日中関係の悪化で懸念される
エコノミック・ステイトクラフト

 以上のように、昨今の国際政治の流れを捉えてくると、筆者は一つの経済リスクを不安視する。それは、日中関係の冷え込みと経済への影響だ。

 当然ながら、自由民主主義国家としての日本の理念、そして厳しくなる日本の安全保障環境を考慮すれば、岸田政権の外交安全保障政策は極めて合理的だと筆者は考える。

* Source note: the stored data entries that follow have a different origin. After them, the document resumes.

Issue #4203, opened 2026-08-20
🧪 Podman: evaluate Quadlet .kube reuse for standalone Hive


Danathar:
## Parent

Part of #4188. This issue must not close the parent.

## Why

Podman Quadlet can deploy Kubernetes YAML through `.kube` units. Hive should determine whether its existing manifests can reduce Docker/Podman configuration drift.

## 30-minute boundary

Perform a compatibility spike only. Do not convert or replace the Kubernetes deployment.

## Deliverable

Inspect one representative Hive Kubernetes YAML path with `podman kube play`/a temporary `.kube` unit and list the smallest adaptations needed for a standalone Hive and gateway deployment.

## Acceptance criteria

- Unsupported Kubernetes fields and Podman-specific additions are listed.
- Port publication, volumes, secrets/config, user namespace, capabilities, and readiness implications are addressed.
- The result says whether `.kube` reuse is viable, not viable, or needs one precisely named follow-up.
- Existing Kubernetes behavior is unchanged.

Issue #4202, opened 2026-08-20
🧪 Podman: evaluate minimal Quadlet container and pod units


Danathar:
## Parent

Part of #4188. This issue must not close the parent.

## Why

Quadlet `.container`, `.pod`, `.network`, and `.volume` units may be a better persistent-installation model than Compose, but Hive needs a small feasibility result before committing to it.

## 30-minute boundary

Validate only a minimal Quadlet representation and generator output. Do not translate the full stack.

## Deliverable

Create or document a minimal temporary Quadlet for one Hive service and validate it with the Podman systemd generator or `systemd-analyze`.

## Acceptance criteria

- Required Podman and cgroup-v2 assumptions are recorded.
- Rootful and rootless unit locations and systemd mode are identified.
- The result covers image, environment, one mount, readiness type, and startup timeout behavior.
- Temporary probe files are not presented as production assets.
- The issue ends with a concrete recommendation or a specific blocker.

Issue #4201, opened 2026-08-20
🧪 Podman: evaluate explicit Compose-provider selection


Danathar:
## Parent

Part of #4188. This issue must not close the parent.

## Why

`podman compose` delegates to an external provider, and current Podman documentation gives `docker-compose` precedence when multiple providers are installed. Hive needs deterministic provider behavior.

## 30-minute boundary

Evaluate provider selection only. Do not implement the production deployment.

## Deliverable

Exercise a minimal Hive-compatible Compose fragment through an explicitly selected provider and document:

- How Hive will select and report the provider.
- The minimum tested Podman/provider versions.
- Whether the provider works without Docker Engine, a Docker socket, `podman-docker`, or a Docker compatibility alias.
- Any unsupported Compose fields used by `src/docker-compose.yaml`.

## Acceptance criteria

- The test does not rely on provider auto-selection.
- At least one recommended path uses no Docker tooling.
- The recommendation names the exact configuration surface, such as `PODMAN_COMPOSE_PROVIDER` or `containers.conf`.
- Gaps are recorded as separate follow-up candidates rather than implemented here.

PR #4342, opened 2026-08-20
🧩 docs(podman): record Quadlet as the persistent lifecycle, with the version floor it implies

### LINKED ISSUE #4325: 🧩 Podman: record the chosen persistent lifecycle and minimum versions
## Parent

## Why

Three spikes now bear on how a standalone Podman deployment should be run, and
they disagree about which mechanism is viable: #4201 (Compose-provider
selection), #4202 (Quadlet `.container`/`.pod`), and #4203 (Quadlet `.kube`
reuse, which found the standalone Kubernetes overlay is not a safe direct
source). All three are closed.

The Podman Hive service asset, reboot persistence, and both update paths are all
downstream of this choice, so they cannot be scoped until it is made and
recorded.

## 30-minute boundary

Record the decision and the minimum versions it implies. Do not add the service
asset itself — that is its own slice, unblocked by this one.

## Deliverable

A short decision record naming the chosen persistent lifecycle mechanism, the
rejected alternatives with the reason drawn from the relevant spike, and the
minimum Podman version the choice requires.

## Acceptance criteria

- The chosen mechanism is named, and each rejected alternative cites the spike
  that ruled it out.
- A minimum Podman version is stated, with what specifically requires it — the
  spikes exercised 5.8.4, which is a data point, not a floor.
- The minimum version claim distinguishes "measured on" from "requires at
  least"; if the true floor is unknown, say so rather than quoting 5.8.4 as one.
- The record says what would reopen the decision.
- No Docker configuration is changed.

## Stop conditions

If the spikes do not settle the choice, record which additional spike is needed
and stop rather than choosing on preference.

Danathar:
## What

Records the persistent-lifecycle decision for standalone Hive under Podman, and
the minimum Podman version it implies.

New: `src/docs/adr/0017-podman-quadlet-lifecycle.md`, indexed in the ADR list
and cross-linked from the three spikes it draws on.

Part of #4188 (does not close the parent). Closes #4325.

## The decision

**Quadlet `.container`/`.pod`/`.network`/`.volume` units**, rootful from the
system manager and rootless from the per-user manager with `enable-linger`.

The deciding property is readiness. `Notify=healthy` holds the unit in
`activating` until the Podman healthcheck passes, so a started unit means a
healthy Hive. Nothing else evaluated supplies that, and the update/rollback
slices are precisely the ones that need it.

### Rejections, each citing its spike

- **`podman compose` for persistence — #4201.** Provider auto-selection silently
  chose the Docker Compose plugin on a host with `podman-compose` installed; the
  plugin needs an always-on Podman API socket and is Docker-packaged; and there
  is no readiness gate. Compose is **retained for the development loop** with an
  explicitly named provider — the spike's own recommendation, not a demotion
  invented here.
- **Quadlet `.kube` replay of the Kustomize overlay — #4203.** Unsupported kinds
  ignored with a zero exit; two `Deployment`s contending for one host binding;
  `fsGroup` not surviving the rootless user namespace, which is what makes Forge
  App keys readable by `hive-launch` while excluding agent UIDs; readiness probe
  dropped; no gateway on that path at all.
- **`podman generate systemd` / bare `--restart` — no spike.** Recorded as
  evaluated by nothing, so the omission is visible. Ruled out on upstream
  deprecation (Podman 4.7.0 notes) and on reasoning respectively — labelled as
  such rather than dressed up as a result.

## Versions: "measured on" is kept apart from "requires at least"

| | Version | Basis |
| --- | --- | --- |
| Measured on | 5.8.4 | Observed across all three spikes — **a data point, not quoted as a floor** |
| Requires at least | **5.0.0** | *Derived from upstream release history, never run* — `.pod` unit files and `Notify=healthy` both first shipped in 5.0.0 |
| Recommended | 5.6.0 | Same derivation: the 5.5.1 pod-storage fix, and containers/podman#26105 |
| **Verified floor** | **unknown** | Nothing between 5.0.0 and 5.8.4 has been run at all |

Every version in the record traces to a specific upstream release-notes bullet
(Quadlet 4.4.0, `AutoUpdate=` 4.6.0, `--sdnotify=healthy` 4.7.0, `.pod` and
`Notify=healthy` 5.0.0). containers/podman#26105 is stated precisely rather than
as a general upgrade argument: by its reporter's description it only bites when
the `.pod` unit omits `PodName=`, which #4202's probe units set — so the layout
should set it deliberately rather than land outside the regression by luck.

The experiment that would settle the real floor is named: the #4202 generator
probe plus one live `systemctl start` to healthy at each candidate version.

## What would reopen it

Six triggers are recorded. The first is the honest one: **`Notify=healthy` has
never been observed live.** #4202 was a generator dry-run, so the property the
entire decision rests on was read out of generated units rather than watched
holding a real unit against a real healthcheck. If a live start does not behave
that way, the decision is void rather than amended.

## Boundary

Documentation only — no deployment asset, no unit file, no preflight check, and
**no Docker configuration changed**. Docker remains the default runtime.


clubanderson:
Fact-checked against origin/v4 and upstream containers/podman RELEASE_NOTES.md. Every version in the table traces to the cited release-notes bullet: Quadlet 4.4.0, AutoUpdate= 4.6.0, --sdnotify=healthy and the generate-systemd deprecation (verbatim quote) 4.7.0, .pod units and Notify=healthy both first shipping in 5.0.0, the .pod storage-mount fix in 5.5.1 (#26190), and the #26105 --pod-name fix landing in 5.6.0 — the derived 5.0.0 floor and 5.6.0 recommendation are honest, and the measured/derived/verified split is exactly right. Rejection rationale matches the three spikes' own findings (provider mis-selection, socket dependency, PublishPort pod-member rejection, fsGroup loss, TimeoutStartSec trap), cross-links to the support matrix are consistent with d64af604, and no hard version assumption exists in the entrypoint or deploy scripts to contradict. Docs-only, cleanup contract clean, CI green.

/lgtm
/approve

 しかし、これを経済や貿易という視点を重視して考えると、最大の貿易相手国中国との関係が懸念される。今日、対ロシアで中国はプーチン政権を非難せず、欧米とは一線を画している。むしろ、欧米主導の対露制裁が強化されるなか、原油など中国ロシア間の経済貿易は結び付きが強くなっている。こういった事情を考慮すれば、大国間関係の行方において、「欧米日本vs中露」のような構図が今後徐々に顕著になってくる可能性は、決して排除できない。

 米中対立が激しくなる中、中国も欧州や日本を含め諸外国との関係悪化はなるべく避けたいのが本音で、日中間でも関係悪化にならないようさまざまな政策が議論されていることだろう。それが外交、政策というものだ。

 だが、現在の米中対立、ウクライナ情勢によって変化する大国間関係というものは、突然に偶発的衝突などが発生し、それによって経済的に大きな影響が出るというリスクを内在している。

 台湾有事が発生する可能性について、近年内外で頻繁に議論され、専門家からさまざまな見解が示されているが、これについて一つ言えるのは、発生しない保証など一切ないということだ。仮にそれが現実に発生すれば、シーレーンの安全、台湾にいる駐在員退避など経済的な影響は計り知れない。